Problem to solve: In the entries below, find every line with "opened" and copy it.

Source material:
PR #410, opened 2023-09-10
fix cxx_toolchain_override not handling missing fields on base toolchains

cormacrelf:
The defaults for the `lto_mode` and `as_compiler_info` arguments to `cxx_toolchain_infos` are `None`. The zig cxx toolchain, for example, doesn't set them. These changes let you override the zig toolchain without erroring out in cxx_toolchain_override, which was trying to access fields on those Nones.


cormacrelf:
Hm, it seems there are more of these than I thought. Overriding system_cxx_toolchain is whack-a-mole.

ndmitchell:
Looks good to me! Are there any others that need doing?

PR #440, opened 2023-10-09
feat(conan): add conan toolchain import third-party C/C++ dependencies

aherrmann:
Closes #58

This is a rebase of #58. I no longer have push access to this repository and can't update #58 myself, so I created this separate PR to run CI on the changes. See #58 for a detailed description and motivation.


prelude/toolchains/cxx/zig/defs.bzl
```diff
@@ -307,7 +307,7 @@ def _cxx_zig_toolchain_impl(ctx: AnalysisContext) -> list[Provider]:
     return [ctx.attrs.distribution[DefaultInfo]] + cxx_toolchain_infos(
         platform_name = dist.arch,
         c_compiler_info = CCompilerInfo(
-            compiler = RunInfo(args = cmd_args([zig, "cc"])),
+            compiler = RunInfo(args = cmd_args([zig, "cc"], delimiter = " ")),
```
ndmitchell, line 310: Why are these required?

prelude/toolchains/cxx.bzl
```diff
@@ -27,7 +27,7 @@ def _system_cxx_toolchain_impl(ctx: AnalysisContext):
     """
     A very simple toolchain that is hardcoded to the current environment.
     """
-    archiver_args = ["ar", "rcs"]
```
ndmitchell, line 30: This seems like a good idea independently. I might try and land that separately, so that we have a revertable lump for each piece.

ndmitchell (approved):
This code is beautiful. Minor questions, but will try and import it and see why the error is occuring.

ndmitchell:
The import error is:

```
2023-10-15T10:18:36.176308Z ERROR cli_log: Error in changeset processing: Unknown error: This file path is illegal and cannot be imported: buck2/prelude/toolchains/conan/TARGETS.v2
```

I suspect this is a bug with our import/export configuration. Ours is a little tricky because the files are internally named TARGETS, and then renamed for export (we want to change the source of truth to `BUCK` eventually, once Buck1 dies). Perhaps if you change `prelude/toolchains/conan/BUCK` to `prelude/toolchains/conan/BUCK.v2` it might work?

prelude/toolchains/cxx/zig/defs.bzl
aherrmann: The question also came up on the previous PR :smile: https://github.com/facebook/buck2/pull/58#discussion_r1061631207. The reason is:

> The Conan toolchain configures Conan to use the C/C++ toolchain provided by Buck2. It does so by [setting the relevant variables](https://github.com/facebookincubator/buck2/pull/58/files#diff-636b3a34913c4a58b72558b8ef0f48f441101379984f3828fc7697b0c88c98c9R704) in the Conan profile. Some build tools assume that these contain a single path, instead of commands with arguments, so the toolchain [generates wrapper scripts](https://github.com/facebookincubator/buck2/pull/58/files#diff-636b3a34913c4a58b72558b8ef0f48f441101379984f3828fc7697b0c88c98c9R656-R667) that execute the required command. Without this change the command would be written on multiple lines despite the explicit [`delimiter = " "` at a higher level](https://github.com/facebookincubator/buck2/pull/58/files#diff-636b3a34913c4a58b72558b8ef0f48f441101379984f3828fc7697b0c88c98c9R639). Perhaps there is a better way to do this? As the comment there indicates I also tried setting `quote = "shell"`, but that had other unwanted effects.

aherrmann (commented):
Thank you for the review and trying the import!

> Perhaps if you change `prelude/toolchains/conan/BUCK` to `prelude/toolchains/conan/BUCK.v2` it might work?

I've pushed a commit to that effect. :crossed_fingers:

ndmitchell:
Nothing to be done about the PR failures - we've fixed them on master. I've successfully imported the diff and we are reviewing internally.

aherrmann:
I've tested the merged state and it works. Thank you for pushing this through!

Answer box:
PR #410, opened 2023-09-10
PR #440, opened 2023-10-09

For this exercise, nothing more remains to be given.